Despite the industry's fears, production is really setting. record highs due to a new export pipeline and resilient oil. costs. Trudeau proposed the cap in 2021 and his government is. aiming to settle it ahead of a most likely election next year.

The emissions cap would likely result in 2030 oil production. of 5.6 million bpd, around 10% lower than it would be without a. cap, Deloitte predicted.

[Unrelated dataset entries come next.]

Issue #184, opened 2020-06-01
Enforce nullable reference types


tomrijnbeek:
## 🆙 Improvement proposal
Null checking has been enabled. This means all nullability warnings need to be fixed. Many cases are pretty straightforward (null is expected, or tests verify null inputs throw exceptions), but in some cases the nullability is undesirable.

All these warnings need to be cleaned up one way or another, before enabling full nullability enforcement.

## Context
Null bad. Maybe better.

PR #185, opened 2020-06-01
⬆ Enable C#8 language features and nullability warnings

tomrijnbeek:
## ✨ What's this?
This PR switches the language support for all projects to C# 8. It also enables warnings for nullable reference types. It does not enforce them yet, as several classes need cleanup beyond the scope of a single PR.

### 🔗 Relationships
See #184 for follow-up task of moving to full nullability enforcement.

## 🔍 Why do we want this?
C# 8 leads to nicer, more readable code. Nullable reference type enforcement discourages the use of null, which in turn improves code stability.

## 🏗 How is it done?
The project files are updated. The other changes were either simple search and replaces, or were done with IDE support.

The big manual change was the `DeletableObjectListTests` file. It used `IEnumerable<object[]>` for parameterised tests, but nullability doesn't like that. There is actually a typesafe way of passing in data using `TheoryData`, so I just switched to that instead.

### 💥 Breaking changes
None.

### 🔬 Why not another way?
N/A

### 🦋 Side effects
We may see our return types in the future be moved from non-nullable to nullable. However, we're not in a worse state now than we were before.

## 💡 Review hints
Each of the commits is a simple change (by design), or a search and replace, so reviewing commit by commit may be easier than reviewing all changes together.

### DIFF
--- a/Bearded.Utilities.Tests/Collections/DeletableObjectListTests.cs
+++ b/Bearded.Utilities.Tests/Collections/DeletableObjectListTests.cs
@@ -18,13 +18,11 @@ namespace Bearded.Utilities.Tests.Collections
         private static readonly Func<EquivalencyAssertionOptions<TestDeletable>, EquivalencyAssertionOptions<TestDeletable>>
             withExactSameItems = o => o.WithStrictOrdering().ComparingByValue<TestDeletable>();
 
-        public static IEnumerable<object[]> PositiveCounts =>
-            new [] {1, 2, 3, 4, 5, 7, 10, 13, 37, 42, 1337}
-                .Select(i => new object[] { i });
-        
+        public static TheoryData<int> PositiveCounts => new TheoryData<int> {1, 2, 3, 4, 5, 7, 10, 13, 37, 42, 1337};
+
         private static List<TestDeletable> getDeletables(int itemsToAdd)
             => Enumerable.Range(0, itemsToAdd).Select(i => new TestDeletable()).ToList();
-        
+
         private static (DeletableObjectList<TestDeletable> List, List<TestDeletable> Items)
             createPopulatedList(int itemsToAdd)
         {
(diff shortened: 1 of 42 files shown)


Bearded.Utilities.Tests/Collections/DeletableObjectListTests.cs
```diff
@@ -79,13 +77,20 @@ public void ThrowsForNegativeValues(int count)
...
+
         public abstract class MethodThatDoesNotThrowsWhenEnumeratingTests
         {
             protected abstract void CallMethod(DeletableObjectList<TestDeletable> list);
 
-            public static IEnumerable<object[]> IndicesFromZeroToNineteen =
-                Enumerable.Range(0, 20).Select(i => new object[] {i});
+            public static TheoryData<int> IndicesFromZeroToNineteen = new TheoryData<int>();
+
+            static MethodThatDoesNotThrowsWhenEnumeratingTests()
```
amulware, line 87: Use of this static constructor confused me for a moment. I’d rather use a collection initialiser above if you don’t mind, and turn it into a read only property as well (not sure why it wasn’t before?).

Bearded.Utilities.Tests/Collections/DeletableObjectListTests.cs
```diff
@@ -18,13 +18,11 @@ public class DeletableObjectListTests
         private static readonly Func<EquivalencyAssertionOptions<TestDeletable>, EquivalencyAssertionOptions<TestDeletable>>
             withExactSameItems = o => o.WithStrictOrdering().ComparingByValue<TestDeletable>();
 
-        public static IEnumerable<object[]> PositiveCounts =>
-            new [] {1, 2, 3, 4, 5, 7, 10, 13, 37, 42, 1337}
-                .Select(i => new object[] { i });
-        
+        public static TheoryData<int> PositiveCounts => new TheoryData<int> {1, 2, 3, 4, 5, 7, 10, 13, 37, 42, 1337};
```
amulware, line 21: Why was this change necessary?

amulware: Answered above.

Bearded.Utilities.Tests/Collections/DeletableObjectListTests.cs
tomrijnbeek: Totally get that. I was on the fence too, but I forgot about making it a self-contained getter.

Gas production at the end of the decade. would be roughly 2.2 billion cubic feet a day with an emissions. cap, 12% lower than without one.

That would lead to Canada losing 90,000 jobs and C$ 282. billion in GDP between 2030 and 2040, the report stated.

It's time to give up on this stopped working concept, Alberta financing. minister Nate Horner said in a statement.

Deloitte approximates oil and gas emissions would still go beyond. the proposed cap by 20 million lots by the end of the years,. even with increasing production performance and actions to curb. methane emissions.

Asked about the emissions cap on Tuesday, Federal. Environment Minister Steven Guilbeault informed reporters the. federal government did not have jurisdiction to restrict production.